■ EXERCISE AIM
Once you have read the entries below, give them all again without any difference.

(Stored dataset items)
=====
PR #92, opened 2020-07-15
Feature/ch17045/save join meta

jsonsivar:
### Change Log
* Generate new "root" keypair for signing tokens on startup
* Refactor some keychain functions for reuse
* Sign and add token to context for all requests going forward
* Save share and join records in bucket meta thread including pubkey

### TODO
Tests were done using the space-client-example but will add unit tests as well


core/keychain/keychain.go
```diff
@@ -38,26 +44,43 @@ func New(store db.Store) *keychain {
...
 func (kc *keychain) GenerateKeyPair() ([]byte, []byte, error) {
-	if val, _ := kc.store.Get([]byte(PublicKeyStoreKey)); val != nil {
+	return kc.GenerateNamedKeyPair(PrivateKeyStoreKey, PublicKeyStoreKey)
+}
+
+func (kc *keychain) GenerateRootKeyPair() ([]byte, []byte, error) {
+	return kc.GenerateNamedKeyPair(RootPrivateKeyStoreKey, RootPublicKeyStoreKey)
+}
+
+func (kc *keychain) GenerateNamedKeyPair(privkeystorekey string, pubkeystorekey string) ([]byte, []byte, error) {
```
perfectmak, line 54: perhaps this should be a private function and not a public one? It looks more like an internal implementation details.

core/keychain/keychain.go
```diff
@@ -38,26 +44,43 @@ func New(store db.Store) *keychain {
...
 func (kc *keychain) GetStoredKeyPairInLibP2PFormat() (crypto.PrivKey, crypto.PubKey, error) {
+	return kc.GetStoredKeyPairByNameInLibP2PFormat(PrivateKeyStoreKey, PublicKeyStoreKey)
+}
+
+func (kc *keychain) GetRootKeyPairInLibP2PFormat() (crypto.PrivKey, crypto.PubKey, error) {
+	return kc.GetStoredKeyPairByNameInLibP2PFormat(RootPrivateKeyStoreKey, RootPublicKeyStoreKey)
+}
+
+// Returns the stored key pair using the same signature than libp2p's GenerateEd25519Key function
+func (kc *keychain) GetStoredKeyPairByNameInLibP2PFormat(privkeystorekey string, pubkeystorekey string) (crypto.PrivKey, crypto.PubKey, error) {
```
perfectmak, line 73: Same with this. It should be a private function also

core/textile/client.go
```diff
@@ -162,12 +162,20 @@ func (tc *textileClient) Start(ctx context.Context, cfg config.Config) error {
...
+	// space app keys
 	if _, _, err := kc.GenerateKeyPair(); err != nil {
 		log.Debug("Starting Textile Client: Error generating key pair, key might already exist")
 		log.Debug(err.Error())
 		// Not returning err since it can error if keys already exist
 	}
 
+	// root signing keys
+	if _, _, err := kc.GenerateRootKeyPair(); err != nil {
+		log.Debug("Starting Textile Client: Error generating key pair, key might already exist")
```
perfectmak, line 174: Maybe it would better if we actually check the error for an existing key error. So we can catch any other possible error that might have occurred and return that one.

core/textile/bucket_factory.go
```diff
@@ -259,3 +266,63 @@ func (tc *textileClient) JoinBucket(ctx context.Context, slug string, ti *domain
...
+
+	tok, _ := thread.TokenFromContext(ctx)
+	pk, err := tok.Validate(rk)
+	return pk, nil
+}
+
+func (tc *textileClient) saveInviteRecord(ctx context.Context, slug string) error {
+	bctx, dbID, err := tc.initBucketThreadMetaCollection(ctx, slug, bucketInviteCollectionName, &BucketInvite{})
+
+	pk, err := tc.getContextPubKey(ctx)
```
dmerrill6, line 285: Not sure if this is the public key we want, as this will be the public key of the current user and not the one that receives the invitation I think.

jsonsivar: The one that receives it is being saved on the `JoinThread` call.  I'm saving this one here as the sender pub key so maybe it's just a matter of calling the field `SenderPubKey` or something. I don't think our scoping called the need for this specifically but just saved it while I was doing the saves here.

core/textile/client.go
jsonsivar: Yeah I thought the same too looking at all the existing places we do this skipped to make this PR quick. I agree will use this PR to clean it up as it's in a few places.

jsonsivar:
> Not getting why we need a root key. Isn't this going to get messy when we export/import keys to a new device?

I was thinking the root key doesn't need to get exported/imported.  I just created that concept because for local signing we need another key (i.e., to do this https://github.com/textileio/go-threads/blob/master/core/thread/identity.go#L116). It felt weird using both the privkey and pubkey in that call using the same keypair so created the root key which is like an daemon key that signs local token requests.  I think this will be handy when we introduce other applications and we can have them pass through their key (or we generate one for them) to segregate access within a single instance of the daemon (like we discussed for gatekeeping different apps' data). 

Having said that open to suggestions if there is a better scheme for this.

jsonsivar:
Also closing this in favor of new PR.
=====
■ ANSWER
PR #92, opened 2020-07-15
Feature/ch17045/save join meta

jsonsivar:
### Change Log
* Generate new "root" keypair for signing tokens on startup
* Refactor some keychain functions for reuse
* Sign and add token to context for all requests going forward
* Save share and join records in bucket meta thread including pubkey

### TODO
Tests were done using the space-client-example but will add unit tests as well


core/keychain/keychain.go
```diff
@@ -38,26 +44,43 @@ func New(store db.Store) *keychain {
...
 func (kc *keychain) GenerateKeyPair() ([]byte, []byte, error) {
-	if val, _ := kc.store.Get([]byte(PublicKeyStoreKey)); val != nil {
+	return kc.GenerateNamedKeyPair(PrivateKeyStoreKey, PublicKeyStoreKey)
+}
+
+func (kc *keychain) GenerateRootKeyPair() ([]byte, []byte, error) {
+	return kc.GenerateNamedKeyPair(RootPrivateKeyStoreKey, RootPublicKeyStoreKey)
+}
+
+func (kc *keychain) GenerateNamedKeyPair(privkeystorekey string, pubkeystorekey string) ([]byte, []byte, error) {
```
perfectmak, line 54: perhaps this should be a private function and not a public one? It looks more like an internal implementation details.

core/keychain/keychain.go
```diff
@@ -38,26 +44,43 @@ func New(store db.Store) *keychain {
...
 func (kc *keychain) GetStoredKeyPairInLibP2PFormat() (crypto.PrivKey, crypto.PubKey, error) {
+	return kc.GetStoredKeyPairByNameInLibP2PFormat(PrivateKeyStoreKey, PublicKeyStoreKey)
+}
+
+func (kc *keychain) GetRootKeyPairInLibP2PFormat() (crypto.PrivKey, crypto.PubKey, error) {
+	return kc.GetStoredKeyPairByNameInLibP2PFormat(RootPrivateKeyStoreKey, RootPublicKeyStoreKey)
+}
+
+// Returns the stored key pair using the same signature than libp2p's GenerateEd25519Key function
+func (kc *keychain) GetStoredKeyPairByNameInLibP2PFormat(privkeystorekey string, pubkeystorekey string) (crypto.PrivKey, crypto.PubKey, error) {
```
perfectmak, line 73: Same with this. It should be a private function also

core/textile/client.go
```diff
@@ -162,12 +162,20 @@ func (tc *textileClient) Start(ctx context.Context, cfg config.Config) error {
...
+	// space app keys
 	if _, _, err := kc.GenerateKeyPair(); err != nil {
 		log.Debug("Starting Textile Client: Error generating key pair, key might already exist")
 		log.Debug(err.Error())
 		// Not returning err since it can error if keys already exist
 	}
 
+	// root signing keys
+	if _, _, err := kc.GenerateRootKeyPair(); err != nil {
+		log.Debug("Starting Textile Client: Error generating key pair, key might already exist")
```
perfectmak, line 174: Maybe it would better if we actually check the error for an existing key error. So we can catch any other possible error that might have occurred and return that one.

core/textile/bucket_factory.go
```diff
@@ -259,3 +266,63 @@ func (tc *textileClient) JoinBucket(ctx context.Context, slug string, ti *domain
...
+
+	tok, _ := thread.TokenFromContext(ctx)
+	pk, err := tok.Validate(rk)
+	return pk, nil
+}
+
+func (tc *textileClient) saveInviteRecord(ctx context.Context, slug string) error {
+	bctx, dbID, err := tc.initBucketThreadMetaCollection(ctx, slug, bucketInviteCollectionName, &BucketInvite{})
+
+	pk, err := tc.getContextPubKey(ctx)
```
dmerrill6, line 285: Not sure if this is the public key we want, as this will be the public key of the current user and not the one that receives the invitation I think.

jsonsivar: The one that receives it is being saved on the `JoinThread` call.  I'm saving this one here as the sender pub key so maybe it's just a matter of calling the field `SenderPubKey` or something. I don't think our scoping called the need for this specifically but just saved it while I was doing the saves here.

core/textile/client.go
jsonsivar: Yeah I thought the same too looking at all the existing places we do this skipped to make this PR quick. I agree will use this PR to clean it up as it's in a few places.

jsonsivar:
> Not getting why we need a root key. Isn't this going to get messy when we export/import keys to a new device?

I was thinking the root key doesn't need to get exported/imported.  I just created that concept because for local signing we need another key (i.e., to do this https://github.com/textileio/go-threads/blob/master/core/thread/identity.go#L116). It felt weird using both the privkey and pubkey in that call using the same keypair so created the root key which is like an daemon key that signs local token requests.  I think this will be handy when we introduce other applications and we can have them pass through their key (or we generate one for them) to segregate access within a single instance of the daemon (like we discussed for gatekeeping different apps' data). 

Having said that open to suggestions if there is a better scheme for this.

jsonsivar:
Also closing this in favor of new PR.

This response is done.